* **EXERCISE**
Copy exactly the lines of the material below that run from the one containing "PR #4115, opened 2025-05-28" through the one containing "- run time config". Copy no other lines.

* **DATA EXTRACTS**
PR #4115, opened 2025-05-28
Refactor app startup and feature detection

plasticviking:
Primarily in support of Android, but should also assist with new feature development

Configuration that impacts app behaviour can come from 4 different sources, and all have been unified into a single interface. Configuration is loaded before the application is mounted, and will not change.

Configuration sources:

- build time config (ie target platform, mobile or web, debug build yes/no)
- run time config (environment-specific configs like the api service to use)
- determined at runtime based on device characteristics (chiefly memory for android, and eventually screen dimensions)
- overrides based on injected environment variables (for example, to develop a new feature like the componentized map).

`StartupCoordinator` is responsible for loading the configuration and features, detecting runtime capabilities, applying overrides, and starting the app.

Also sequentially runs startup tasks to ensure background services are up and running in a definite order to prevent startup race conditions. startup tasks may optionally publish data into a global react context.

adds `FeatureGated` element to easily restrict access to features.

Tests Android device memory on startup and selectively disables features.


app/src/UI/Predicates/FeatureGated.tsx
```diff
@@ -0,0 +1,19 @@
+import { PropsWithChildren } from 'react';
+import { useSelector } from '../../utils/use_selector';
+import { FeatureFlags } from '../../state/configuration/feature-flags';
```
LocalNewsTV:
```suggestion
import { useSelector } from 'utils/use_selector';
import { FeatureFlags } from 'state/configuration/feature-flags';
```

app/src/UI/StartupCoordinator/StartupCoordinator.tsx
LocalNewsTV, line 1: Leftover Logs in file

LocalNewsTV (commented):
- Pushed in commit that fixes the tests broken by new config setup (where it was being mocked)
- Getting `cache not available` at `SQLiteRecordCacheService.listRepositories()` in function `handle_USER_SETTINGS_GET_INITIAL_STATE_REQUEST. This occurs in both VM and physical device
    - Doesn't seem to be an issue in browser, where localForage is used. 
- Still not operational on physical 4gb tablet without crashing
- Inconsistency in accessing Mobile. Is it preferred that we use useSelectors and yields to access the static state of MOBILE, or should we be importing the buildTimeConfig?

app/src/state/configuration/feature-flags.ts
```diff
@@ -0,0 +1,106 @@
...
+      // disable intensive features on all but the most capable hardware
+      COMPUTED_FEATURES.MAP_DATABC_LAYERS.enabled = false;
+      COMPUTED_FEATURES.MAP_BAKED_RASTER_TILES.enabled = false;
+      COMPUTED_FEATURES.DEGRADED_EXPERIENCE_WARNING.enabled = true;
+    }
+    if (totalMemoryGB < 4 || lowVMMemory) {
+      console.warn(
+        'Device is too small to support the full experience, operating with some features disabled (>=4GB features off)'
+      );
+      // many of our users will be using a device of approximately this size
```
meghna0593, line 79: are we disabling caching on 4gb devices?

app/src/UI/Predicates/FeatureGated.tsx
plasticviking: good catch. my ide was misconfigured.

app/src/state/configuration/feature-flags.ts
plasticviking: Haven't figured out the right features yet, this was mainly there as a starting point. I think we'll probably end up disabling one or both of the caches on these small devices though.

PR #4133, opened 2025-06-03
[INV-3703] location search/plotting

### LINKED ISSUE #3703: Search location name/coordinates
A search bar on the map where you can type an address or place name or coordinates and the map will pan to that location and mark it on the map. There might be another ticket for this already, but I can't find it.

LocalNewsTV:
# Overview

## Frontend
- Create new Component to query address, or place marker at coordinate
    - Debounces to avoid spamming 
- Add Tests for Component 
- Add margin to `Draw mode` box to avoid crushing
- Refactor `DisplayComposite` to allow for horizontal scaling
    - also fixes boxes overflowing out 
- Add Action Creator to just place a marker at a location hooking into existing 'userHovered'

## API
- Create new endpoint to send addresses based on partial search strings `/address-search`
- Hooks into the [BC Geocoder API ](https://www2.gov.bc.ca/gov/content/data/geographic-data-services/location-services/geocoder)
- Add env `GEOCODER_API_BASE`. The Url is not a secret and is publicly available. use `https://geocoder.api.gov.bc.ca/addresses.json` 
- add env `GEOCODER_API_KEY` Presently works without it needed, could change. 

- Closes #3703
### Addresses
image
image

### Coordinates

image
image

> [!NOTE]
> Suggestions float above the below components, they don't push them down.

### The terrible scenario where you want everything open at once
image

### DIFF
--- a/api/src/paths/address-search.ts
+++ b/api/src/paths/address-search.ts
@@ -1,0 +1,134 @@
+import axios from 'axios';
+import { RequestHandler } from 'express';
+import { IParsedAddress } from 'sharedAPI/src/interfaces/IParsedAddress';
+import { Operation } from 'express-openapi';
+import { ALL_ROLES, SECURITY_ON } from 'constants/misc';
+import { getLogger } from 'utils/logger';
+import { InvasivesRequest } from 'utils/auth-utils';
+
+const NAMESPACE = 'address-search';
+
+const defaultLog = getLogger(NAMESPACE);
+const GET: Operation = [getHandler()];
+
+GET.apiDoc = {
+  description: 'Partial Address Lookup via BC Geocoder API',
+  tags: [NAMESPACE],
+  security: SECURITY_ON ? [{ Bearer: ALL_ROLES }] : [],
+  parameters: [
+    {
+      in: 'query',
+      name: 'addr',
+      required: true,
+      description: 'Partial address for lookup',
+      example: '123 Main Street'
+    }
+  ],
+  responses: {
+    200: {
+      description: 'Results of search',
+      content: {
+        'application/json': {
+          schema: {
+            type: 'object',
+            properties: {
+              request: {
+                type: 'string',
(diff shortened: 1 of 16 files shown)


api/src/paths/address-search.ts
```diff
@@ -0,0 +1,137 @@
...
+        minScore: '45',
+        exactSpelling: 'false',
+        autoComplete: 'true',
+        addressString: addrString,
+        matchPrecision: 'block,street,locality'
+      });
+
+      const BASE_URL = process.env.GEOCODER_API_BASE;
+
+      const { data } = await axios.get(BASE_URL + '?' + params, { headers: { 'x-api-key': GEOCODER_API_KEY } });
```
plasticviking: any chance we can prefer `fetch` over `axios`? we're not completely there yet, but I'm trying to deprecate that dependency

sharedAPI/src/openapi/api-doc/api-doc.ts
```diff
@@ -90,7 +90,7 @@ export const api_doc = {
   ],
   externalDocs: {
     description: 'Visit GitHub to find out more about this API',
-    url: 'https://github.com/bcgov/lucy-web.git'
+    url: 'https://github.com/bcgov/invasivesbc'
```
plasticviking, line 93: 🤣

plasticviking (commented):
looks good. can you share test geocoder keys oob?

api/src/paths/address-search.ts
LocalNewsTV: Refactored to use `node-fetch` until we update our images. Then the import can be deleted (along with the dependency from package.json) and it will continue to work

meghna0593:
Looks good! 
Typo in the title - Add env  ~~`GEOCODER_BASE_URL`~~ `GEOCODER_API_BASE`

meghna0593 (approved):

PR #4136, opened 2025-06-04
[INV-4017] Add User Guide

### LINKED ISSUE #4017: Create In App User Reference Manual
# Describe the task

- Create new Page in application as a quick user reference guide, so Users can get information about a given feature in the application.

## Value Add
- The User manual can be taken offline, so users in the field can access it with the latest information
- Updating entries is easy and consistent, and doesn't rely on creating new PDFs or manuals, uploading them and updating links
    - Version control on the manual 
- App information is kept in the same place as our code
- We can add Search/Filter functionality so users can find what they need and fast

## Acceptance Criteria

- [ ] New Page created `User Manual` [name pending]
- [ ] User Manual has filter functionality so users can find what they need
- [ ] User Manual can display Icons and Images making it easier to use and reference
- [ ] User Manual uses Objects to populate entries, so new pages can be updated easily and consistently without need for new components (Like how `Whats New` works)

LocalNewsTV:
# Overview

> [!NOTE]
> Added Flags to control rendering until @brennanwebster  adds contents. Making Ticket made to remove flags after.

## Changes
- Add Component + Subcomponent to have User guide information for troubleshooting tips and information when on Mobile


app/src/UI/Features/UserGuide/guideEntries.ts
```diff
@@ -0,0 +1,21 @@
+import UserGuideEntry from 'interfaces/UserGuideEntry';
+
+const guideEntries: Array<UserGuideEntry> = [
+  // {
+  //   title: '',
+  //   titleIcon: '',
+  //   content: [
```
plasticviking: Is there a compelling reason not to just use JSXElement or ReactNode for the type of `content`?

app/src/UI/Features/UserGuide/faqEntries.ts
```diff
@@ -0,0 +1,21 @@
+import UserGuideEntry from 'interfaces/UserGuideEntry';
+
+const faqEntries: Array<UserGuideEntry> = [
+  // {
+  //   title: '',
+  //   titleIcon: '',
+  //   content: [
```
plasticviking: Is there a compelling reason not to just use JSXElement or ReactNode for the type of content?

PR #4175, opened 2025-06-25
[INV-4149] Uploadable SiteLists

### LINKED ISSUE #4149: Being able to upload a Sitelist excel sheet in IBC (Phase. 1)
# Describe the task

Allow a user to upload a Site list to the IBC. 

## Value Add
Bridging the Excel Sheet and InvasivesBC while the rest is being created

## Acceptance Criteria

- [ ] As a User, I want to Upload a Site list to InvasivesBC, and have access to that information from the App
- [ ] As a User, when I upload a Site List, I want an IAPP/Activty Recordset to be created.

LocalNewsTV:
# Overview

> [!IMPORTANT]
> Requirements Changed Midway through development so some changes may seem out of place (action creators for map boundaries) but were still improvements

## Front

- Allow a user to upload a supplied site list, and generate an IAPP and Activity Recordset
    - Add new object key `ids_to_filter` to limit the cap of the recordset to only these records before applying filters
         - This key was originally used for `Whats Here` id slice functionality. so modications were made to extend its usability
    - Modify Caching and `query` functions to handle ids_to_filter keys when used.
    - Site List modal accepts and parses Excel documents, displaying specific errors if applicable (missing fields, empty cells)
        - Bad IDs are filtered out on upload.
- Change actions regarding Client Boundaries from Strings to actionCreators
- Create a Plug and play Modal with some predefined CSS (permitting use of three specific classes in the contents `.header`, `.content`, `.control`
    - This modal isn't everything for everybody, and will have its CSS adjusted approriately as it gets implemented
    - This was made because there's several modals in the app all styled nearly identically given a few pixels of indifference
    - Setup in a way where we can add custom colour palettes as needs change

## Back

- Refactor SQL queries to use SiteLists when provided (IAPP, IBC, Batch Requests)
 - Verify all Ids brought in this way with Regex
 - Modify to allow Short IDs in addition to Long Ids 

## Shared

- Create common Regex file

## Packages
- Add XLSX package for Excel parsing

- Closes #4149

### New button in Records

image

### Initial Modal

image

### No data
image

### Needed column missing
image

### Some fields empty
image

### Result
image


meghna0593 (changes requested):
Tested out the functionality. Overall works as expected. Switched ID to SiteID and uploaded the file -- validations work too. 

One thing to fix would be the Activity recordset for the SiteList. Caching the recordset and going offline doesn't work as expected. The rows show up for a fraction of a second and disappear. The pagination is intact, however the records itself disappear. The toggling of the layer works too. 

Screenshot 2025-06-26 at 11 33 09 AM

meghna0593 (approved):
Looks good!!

==

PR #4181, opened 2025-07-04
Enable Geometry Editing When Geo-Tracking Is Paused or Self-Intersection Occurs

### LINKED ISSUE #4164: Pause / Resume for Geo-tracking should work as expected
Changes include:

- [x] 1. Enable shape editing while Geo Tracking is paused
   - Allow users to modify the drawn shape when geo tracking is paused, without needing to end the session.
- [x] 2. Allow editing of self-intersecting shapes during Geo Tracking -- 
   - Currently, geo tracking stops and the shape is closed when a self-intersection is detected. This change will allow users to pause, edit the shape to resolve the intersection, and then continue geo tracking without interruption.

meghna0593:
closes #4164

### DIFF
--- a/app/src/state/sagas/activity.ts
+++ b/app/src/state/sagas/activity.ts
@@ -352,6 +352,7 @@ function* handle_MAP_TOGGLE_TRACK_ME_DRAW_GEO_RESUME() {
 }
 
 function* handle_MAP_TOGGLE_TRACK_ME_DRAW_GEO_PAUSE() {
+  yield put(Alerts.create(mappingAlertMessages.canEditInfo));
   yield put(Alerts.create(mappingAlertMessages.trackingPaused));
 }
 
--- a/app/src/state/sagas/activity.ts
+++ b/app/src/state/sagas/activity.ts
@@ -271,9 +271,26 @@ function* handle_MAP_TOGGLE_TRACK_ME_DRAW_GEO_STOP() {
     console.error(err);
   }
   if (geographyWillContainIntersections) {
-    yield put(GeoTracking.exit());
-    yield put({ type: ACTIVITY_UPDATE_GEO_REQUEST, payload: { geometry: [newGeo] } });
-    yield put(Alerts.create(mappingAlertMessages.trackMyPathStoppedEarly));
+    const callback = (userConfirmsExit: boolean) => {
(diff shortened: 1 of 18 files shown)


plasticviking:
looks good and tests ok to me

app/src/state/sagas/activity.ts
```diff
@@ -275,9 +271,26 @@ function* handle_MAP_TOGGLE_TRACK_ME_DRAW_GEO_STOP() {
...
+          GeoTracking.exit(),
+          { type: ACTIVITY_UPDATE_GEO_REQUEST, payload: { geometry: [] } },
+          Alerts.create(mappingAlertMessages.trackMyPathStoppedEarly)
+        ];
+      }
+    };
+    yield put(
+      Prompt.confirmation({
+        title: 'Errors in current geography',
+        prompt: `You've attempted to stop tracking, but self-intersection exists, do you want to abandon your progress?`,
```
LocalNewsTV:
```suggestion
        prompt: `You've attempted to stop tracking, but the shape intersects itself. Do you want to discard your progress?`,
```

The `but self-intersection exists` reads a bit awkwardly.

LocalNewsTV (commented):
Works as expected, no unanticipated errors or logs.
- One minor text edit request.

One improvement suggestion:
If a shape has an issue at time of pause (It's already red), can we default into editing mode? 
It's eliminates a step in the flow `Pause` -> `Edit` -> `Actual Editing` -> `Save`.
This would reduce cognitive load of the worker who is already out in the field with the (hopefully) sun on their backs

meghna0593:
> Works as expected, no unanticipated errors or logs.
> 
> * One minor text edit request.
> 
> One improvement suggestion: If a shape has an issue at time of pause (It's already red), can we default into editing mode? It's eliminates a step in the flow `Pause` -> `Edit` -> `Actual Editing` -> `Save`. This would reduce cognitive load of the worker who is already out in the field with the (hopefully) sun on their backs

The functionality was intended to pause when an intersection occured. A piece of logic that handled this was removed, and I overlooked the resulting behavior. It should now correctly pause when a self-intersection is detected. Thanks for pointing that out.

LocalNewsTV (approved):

---

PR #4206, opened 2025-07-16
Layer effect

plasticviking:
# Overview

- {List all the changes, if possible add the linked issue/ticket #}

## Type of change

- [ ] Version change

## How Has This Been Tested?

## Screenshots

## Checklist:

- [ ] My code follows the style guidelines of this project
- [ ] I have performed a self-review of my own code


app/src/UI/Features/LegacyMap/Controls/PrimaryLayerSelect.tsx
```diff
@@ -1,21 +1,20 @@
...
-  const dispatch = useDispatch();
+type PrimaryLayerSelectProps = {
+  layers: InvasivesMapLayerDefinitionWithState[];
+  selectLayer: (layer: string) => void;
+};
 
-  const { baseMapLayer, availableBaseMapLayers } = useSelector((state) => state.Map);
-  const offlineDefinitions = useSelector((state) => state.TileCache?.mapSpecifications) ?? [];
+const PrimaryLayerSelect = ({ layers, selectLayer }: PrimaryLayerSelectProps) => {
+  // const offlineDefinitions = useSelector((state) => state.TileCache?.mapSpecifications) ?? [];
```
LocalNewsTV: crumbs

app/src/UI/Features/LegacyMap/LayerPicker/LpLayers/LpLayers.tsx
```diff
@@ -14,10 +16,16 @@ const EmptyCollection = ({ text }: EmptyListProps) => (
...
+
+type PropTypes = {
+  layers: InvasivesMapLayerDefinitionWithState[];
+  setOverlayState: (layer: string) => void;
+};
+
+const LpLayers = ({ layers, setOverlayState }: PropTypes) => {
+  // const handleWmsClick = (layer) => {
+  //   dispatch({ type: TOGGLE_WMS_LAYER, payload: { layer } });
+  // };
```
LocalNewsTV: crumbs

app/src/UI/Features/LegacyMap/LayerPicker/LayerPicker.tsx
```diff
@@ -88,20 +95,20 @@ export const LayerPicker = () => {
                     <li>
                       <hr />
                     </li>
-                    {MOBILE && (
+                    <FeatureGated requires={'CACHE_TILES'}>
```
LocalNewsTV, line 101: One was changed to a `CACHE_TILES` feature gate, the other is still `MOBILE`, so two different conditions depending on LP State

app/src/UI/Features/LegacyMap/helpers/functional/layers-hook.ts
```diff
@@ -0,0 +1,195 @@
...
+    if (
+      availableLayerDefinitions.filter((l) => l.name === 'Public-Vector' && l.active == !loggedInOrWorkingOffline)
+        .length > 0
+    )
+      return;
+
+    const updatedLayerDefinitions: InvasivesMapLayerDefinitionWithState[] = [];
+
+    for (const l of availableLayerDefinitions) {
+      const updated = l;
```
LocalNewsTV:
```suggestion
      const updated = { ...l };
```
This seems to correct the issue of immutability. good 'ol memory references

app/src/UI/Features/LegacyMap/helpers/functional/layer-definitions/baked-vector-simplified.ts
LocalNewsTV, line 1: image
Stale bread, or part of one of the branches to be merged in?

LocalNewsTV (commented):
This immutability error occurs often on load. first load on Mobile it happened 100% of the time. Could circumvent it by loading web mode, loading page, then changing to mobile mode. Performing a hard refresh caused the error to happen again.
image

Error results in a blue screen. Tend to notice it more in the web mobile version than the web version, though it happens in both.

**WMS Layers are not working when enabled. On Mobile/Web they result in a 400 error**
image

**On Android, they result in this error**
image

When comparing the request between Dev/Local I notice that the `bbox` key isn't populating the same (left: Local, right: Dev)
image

* **EXERCISE OUTPUT**
PR #4115, opened 2025-05-28
Refactor app startup and feature detection

plasticviking:
Primarily in support of Android, but should also assist with new feature development

Configuration that impacts app behaviour can come from 4 different sources, and all have been unified into a single interface. Configuration is loaded before the application is mounted, and will not change.

Configuration sources:

- build time config (ie target platform, mobile or web, debug build yes/no)
- run time config (environment-specific configs like the api service to use)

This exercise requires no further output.